Start of Block
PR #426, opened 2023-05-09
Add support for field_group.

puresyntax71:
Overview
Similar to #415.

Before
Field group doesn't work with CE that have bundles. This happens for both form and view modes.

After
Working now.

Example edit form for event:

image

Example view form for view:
End of Block
Start of Block
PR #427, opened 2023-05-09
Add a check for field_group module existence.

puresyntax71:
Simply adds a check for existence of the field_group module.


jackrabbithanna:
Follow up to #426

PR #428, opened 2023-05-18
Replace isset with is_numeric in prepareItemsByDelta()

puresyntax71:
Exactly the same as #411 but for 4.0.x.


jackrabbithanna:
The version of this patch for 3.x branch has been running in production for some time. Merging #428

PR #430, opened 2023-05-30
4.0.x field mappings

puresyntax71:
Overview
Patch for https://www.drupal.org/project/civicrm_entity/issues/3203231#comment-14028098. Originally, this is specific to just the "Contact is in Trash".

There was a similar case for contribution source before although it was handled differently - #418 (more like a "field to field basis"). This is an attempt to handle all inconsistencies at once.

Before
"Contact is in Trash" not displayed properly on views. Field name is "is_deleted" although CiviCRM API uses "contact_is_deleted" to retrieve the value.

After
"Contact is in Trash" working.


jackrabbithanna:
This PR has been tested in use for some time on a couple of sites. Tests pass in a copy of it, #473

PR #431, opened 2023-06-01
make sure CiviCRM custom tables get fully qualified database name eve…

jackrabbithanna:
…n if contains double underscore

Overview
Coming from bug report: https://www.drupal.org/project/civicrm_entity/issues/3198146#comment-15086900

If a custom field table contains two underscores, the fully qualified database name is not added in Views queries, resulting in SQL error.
End of Block
■ Problem to solve
Reproduce exactly the entries above, limited to the lines from the one with "PR #426, opened 2023-05-09" through the one with "Example view form", both included.

■ Task result
PR #426, opened 2023-05-09
Add support for field_group.

puresyntax71:
Overview
Similar to #415.

Before
Field group doesn't work with CE that have bundles. This happens for both form and view modes.

After
Working now.

Example edit form for event:

image

Example view form for view:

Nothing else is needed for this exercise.